Established V1C healthcare providers such as Omada, Headspace, and Heartbeat Health, as well as emerging market entrants like Oshi, Visana, and Wellinks, work with a variety of patients who have complicated long-term conditions such as diabetes, heart failure, gastrointestinal illness, endometriosis, and COPD. V1C is comprehensive in ways that are lacking in digital health and its other predecessors: it has the potential to integrate multiple data streams, incorporate more frequent touches and check-ins over time, and manage a much wider range of chronic health conditions, improving lives and reducing disease burden now and in the future.
Recognizing the pandemic-driven interest in virtual care, significant energy and resources are already flowing fast toward V1C. Some of the world’s largest innovators jumped into V1C early on: Verily, Alphabet’s Life Sciences Company, launched Onduo in 2016 to disrupt the diabetes healthcare market, and is now well positioned to scale its solutions. Major insurers like Aetna and United now offer virtual-first plans to members, responding as organizations expand virtual options for employees. Amidst all this momentum, we have the opportunity to rethink the goals of healthcare innovation, but that means bringing together key stakeholders to demonstrate that sustainable V1C can redefine healthcare.
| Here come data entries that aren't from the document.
PR #21064, opened 2017-12-15
Core/Player: Implement aura interrupt 14 (AURA_INTERRUPT_FLAG_CHANGE_SPEC)

Mihc3:
**Changes proposed:**

- Removes some auras and talent buffs when changing specialization
(AuraInterruptFlags2 - 0x00004000).

- 3.3.5 ✔️
- master ✔️

Build OK. Test OK.

None.

### DIFF
--- a/src/server/game/Entities/Player/Player.cpp
+++ b/src/server/game/Entities/Player/Player.cpp
@@ -26519,6 +26519,8 @@ void Player::ActivateTalentGroup(ChrSpecializationEntry const* spec)
     ExitVehicle();
     RemoveAllControlled();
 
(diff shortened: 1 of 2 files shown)


ariel-:
Doesn't seem to be the case in 3.3.5 (no spec related spells using that flag):

Shauren:
Flag is correct but implementation couldn't have been more wrong (throw it all away)

Two options here
* Create new enum for SpellInterruptsEntry::AuraInterruptFlags[1]
* Extend SpellInfo::AuraInterruptFlags, SpellInfo::ChannelInterruptFlags and Unit::m_interruptMask to be a two element array
* Update code using m_interruptMask to allow more interrupt flags

Issue #18661, opened 2016-12-29
pool ram usage


Rochet2:
[//]: # (***************************************************************)
[//]: # (** DON'T DELETE THIS TEMPLATE ELSE YOUR ISSUE WILL BE CLOSED **)
[//]: # (***************************************************************)

**Description:**
I inspected some of the RAM usage on startup and noticed that a huge amount was consumed by poolmgr. Like 1/10 of memory was consumed by it.
http://i.imgur.com/YKnOWeD.png

Further inspection revealed that most of the reserved memory is not probably used for anything.
Some small testing showed that using map reduces memory usage to maybe 1/10 of original and startup time was reduced by 30 seconds on debug mode while having the profiling tools on (so on release maybe some seconds? just a guess)

It was also seen that some parts of the core seem to loop over the whole structures when saving.
Or looping from 0 to max entry. (about 200000 iterations)
changing the structure may make these loops relatively more faster as there are just some 4000 entries instead of 200000.

The root cause of the issue is here:
https://github.com/TrinityCore/TrinityCore/blob/bf33159a7009f64a78cf2a1309eb5182fcd3f7e3/src/server/game/Pools/PoolMgr.h#L143-L160
https://github.com/TrinityCore/TrinityCore/blob/bf33159a7009f64a78cf2a1309eb5182fcd3f7e3/src/server/game/Pools/PoolMgr.cpp#L560-L571
As seen vectors are used and they are resized to DB max entry value which is 202482.
If DB is looked into there are nowhere near that many entries there.

**Current behaviour:** (Tell us what happens.)
poolmgr consumes high amounts of memory for little benefit.
the "empty values" are not used for anything from what I can see.
vectors are used.
There are "max(entry) from pool_template" elements reserved for the vectors.
There are huge gaps in the entries which causes the waste of memory
Not sure if this is intended, but when checking for pools on load it is only checked that entry < max entry. It is never checked if the entries used actually exist in pool_template table which means there can be pool IDs used that dont exist and dont produce errors.

**Expected behaviour:** (Tell us what should happen instead.)
poolmgr should use just what it uses or needs for effective use.
the memory used should have purpose.
maybe maps should be used because of the huge gaps.
properly check pool entries on load.

**Steps to reproduce the problem:**

0. how I inspected ram usage:
1. Start visual studio (2015 enterprise) as if you were compiling
2. Clean solution (this is important because at least for me VS crashes if I use rebuilds and diagnostics)
3. Build solution
[...]

PR #21075, opened 2017-12-17
Core/Pools: fix pool memory usage

Rochet2:
**Changes proposed:**

-  Change std::vector to std::unordered_map to save memory due to only sparse keys used from the container
- This should slightly speed up startup
- This should slightly speed up saving weekly and daily quests
- This should reduce ram usage quite significantly (10% saved after startup)
- Pool loading in startup can look slower in the log messages due to unordered map find and space allocated in pool loading rather than initialization
- This may slightly slow the pool system since vector random access changed to unordered map find
- Remove max_pool_id since it is unused
- Add some startup checks that log pool IDs that are not in pool_template (before only < maxpoolid was checked). **The ones that do not exist in pool template are skipped**
- **Assumption**: All pool_id are supposed to be in pool_template
- One of the alternative fixes to changing code was to fix the DB data instead of core code. Read related issue comments: https://github.com/TrinityCore/TrinityCore/issues/18661#issuecomment-269690058

If the DB approach is preferred, then some guidance on how the data transformation could be done would be nice.
For example should all existing rows be deleted and new data be inserted, or should we just use SET statements to set the pool ids to new ones? What about custom data?

One idea could be to make a script that takes all custom data, puts it to the side, reorders TC data by pool_id, appends custom data on top of that (with reorder).

- [x] 3.3.5
- [x] master

**Issues addressed:**
Closes https://github.com/TrinityCore/TrinityCore/issues/18661

- Compiles.
- Logged ingame, looted gameobjects and herbs and waited for them to respawn. (silverpine forest, nagrand, hellfire peninsula)
- Checked that startup times after change were slightly faster. (this can vary significantly since there can be even 30 seconds of difference between two startups of same server) Here is a before and after of the pool loading: https://i.imgur.com/ZoSSodh.png and it disregards initialization time of pools for before.
- Checked that startup errors popped up about entries that are not in pool_template but are used in other pool tables.
- Checked that RAM consumed was around 1833 MB before and around 1649 MB after change. (multiple startups of the server)

- [x] Choose between DB and core edits.

### DIFF
--- a/src/server/game/Pools/PoolMgr.h
+++ b/src/server/game/Pools/PoolMgr.h
@@ -141,11 +141,11 @@ class TC_GAME_API PoolMgr
         template<typename T>
         void SpawnPool(uint32 pool_id, uint32 db_guid_or_pool_id);
 
-        typedef std::unordered_map<uint32, PoolTemplateData>       PoolTemplateDataMap;
-        typedef std::unordered_map<uint32, PoolGroup<Creature> >   PoolGroupCreatureMap;
-        typedef std::unordered_map<uint32, PoolGroup<GameObject> > PoolGroupGameObjectMap;
-        typedef std::unordered_map<uint32, PoolGroup<Pool> >       PoolGroupPoolMap;
-        typedef std::unordered_map<uint32, PoolGroup<Quest> >      PoolGroupQuestMap;
+        typedef std::unordered_map<uint32, PoolTemplateData>      PoolTemplateDataMap;
+        typedef std::unordered_map<uint32, PoolGroup<Creature>>   PoolGroupCreatureMap;
+        typedef std::unordered_map<uint32, PoolGroup<GameObject>> PoolGroupGameObjectMap;
+        typedef std::unordered_map<uint32, PoolGroup<Pool>>       PoolGroupPoolMap;
+        typedef std::unordered_map<uint32, PoolGroup<Quest>>      PoolGroupQuestMap;
         typedef std::pair<uint32, uint32>           SearchPair;
         typedef std::map<uint32, uint32>            SearchMap;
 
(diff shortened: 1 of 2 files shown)


jackpoz:
is the increased ram usage caused by those high entry values in the database ? could the ram usage issue be fixed by compacting the ids in the db ?

Shauren:
Yes but tbh using a plain vector for this is a terrible idea when ids don't have to be contiguous

Takenbacon:
@Shauren It's always a trade off with performance vs ram usage, how much slower is pooling now with having map lookups?

src/server/game/Pools/PoolMgr.h
```diff
@@ -141,12 +141,11 @@ class TC_GAME_API PoolMgr
...
         void SpawnPool(uint32 pool_id, uint32 db_guid_or_pool_id);
 
-        uint32 max_pool_id;
-        typedef std::vector<PoolTemplateData>       PoolTemplateDataMap;
-        typedef std::vector<PoolGroup<Creature> >   PoolGroupCreatureMap;
-        typedef std::vector<PoolGroup<GameObject> > PoolGroupGameObjectMap;
-        typedef std::vector<PoolGroup<Pool> >       PoolGroupPoolMap;
-        typedef std::vector<PoolGroup<Quest> >      PoolGroupQuestMap;
+        typedef std::unordered_map<uint32, PoolTemplateData>       PoolTemplateDataMap;
+        typedef std::unordered_map<uint32, PoolGroup<Creature> >   PoolGroupCreatureMap;
```
ariel-: Since this is new code and we support c++11 there is no need to leave a space between template brackets

Rochet2:
@Takenbacon Vector and map access time is the same when doing 1-10 accesses in succession.
100000000 accesses takes 0ms with vector and 1 second with map, so over the course of maybe 20 days you could lose one second if the pool system maps are actively called (like 50 times every second).


I did not make any exhaustive performance analysis on the pooling system, but based on this I would say its not really slower.

Shauren:
The point is, you don't iterate over pool vectors (which is what would give it the largest advantage)

jackpoz:
so let's merge it ?

jackpoz:
@Rochet2 please don't go on vacation this Xmas in case some issues arise :)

That was the immediate impetus for IMPACT, a consortium of V1C companies, investors, payers and patients founded last year to ensure access to high-quality, evidence-based V1C. Developed by our team at the Digital Medicine Society (DiMe) in collaboration with the American Telemedicine Association (ATA), IMPACT has begun to explore key issues that include giving patients more integrated experiences when accessing both virtual and brick-and-mortar care.
Digital Medicine Society
V1C is not, nor should it be, virtual-only care. In this new era of hybrid healthcare, success will be defined by how well providers help patients navigate the transitions. How do we smoothly hand a patient off from an onsite primary care physician to, say, a virtual cardiologist? How do we get information from a brick-and-mortar to a digital portal? How do you manage dataflow while still staying HIPAA compliant? There are many complex regulatory implications for these new models, as well as an evolving landscape in terms of privacy, security and interoperability. It will be no small task for groups like IMPACT to determine the best path forward.
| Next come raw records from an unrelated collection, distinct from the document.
PR #21077, opened 2017-12-17
CI Master #21033

Naios:
#21033 -> master


Shauren:
VS build failed in 'proto' project which previously had all warnings disabled because it contains only generated code
```
C:\projects\trinitycore\dep\protobuf\src\google/protobuf/wire_format_lite_inl.h(383): error C2220: warning treated as error - no 'object' file generated [C:\projects\trinitycore\build\src\server\proto\proto.vcxproj]
  C:\projects\trinitycore\dep\protobuf\src\google/protobuf/wire_format_lite_inl.h(413): note: see reference to function template instantiation 'bool google::protobuf::internal::WireFormatLite::ReadPackedFixedSizePrimitive<google::protobuf::uint32,google::protobuf::internal::WireFormatLite::TYPE_FIXED32>(google::protobuf::io::CodedInputStream *,google::protobuf::RepeatedField<google::protobuf::uint32> *)' being compiled
C:\projects\trinitycore\dep\protobuf\src\google/protobuf/wire_format_lite_inl.h(383): warning C4018: '<': signed/unsigned mismatch [C:\projects\trinitycore\build\src\server\proto\proto.vcxproj]
```

Naios:
I was working on this today. The current issue is that I'm not capable of disable the warning level inherited by the common library. Probably we fully have to reorder the warning interfaces fdor the core targets.

@Shauren I'm still wondering why there are some warnings present in protobuffers, were those fixed in later versions of the library?

Naios:
@Shauren I encountered the issue that MSVC did yield warnings although `\W0` was set correctly.
Thus I enabled `_SCL_SECURE_NO_WARNINGS` pivately for protobuf projects, see 95a837717be55a72a1ebc9c00ce3a41bf5df76c8.

The port should build now correctly for the master branch.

None of these factors matter unless the industry can recruit and retain clinicians. Our field is facing an unprecedented workforce crisis. Traditional healthcare is making clinicians miserable, and COVID has only accelerated the trend of overworked, disenchanted healthcare workers leaving in droves. Clinicians want more interactions with patients, and fewer with computer screens – call it “More face time, less FaceTime.” No new model will succeed unless the industry can more efficiently deploy its talent – arguably its most scarce and precious resource. V1C can help with alleviating the increasing burden and frustration borne by individual physicians in today’s status quo.
In healthcare, new technological approaches inevitably provoke no shortage of skepticism. Past lessons from Silicon Valley-driven fixes have led to understandable cynicism. But V1C is a different breed of animal. By building healthcare around the patient, not the clinic, V1C can make healthcare work better for patients, payers and providers. We’re at a fork in the road: we can revert back to a broken sick-care system, or dig in and do the hard work of figuring out how this future-forward healthcare system gets financed, organized and executed. As a field, we must find the courage and summon the energy to embrace this moment, and make it a moment of change.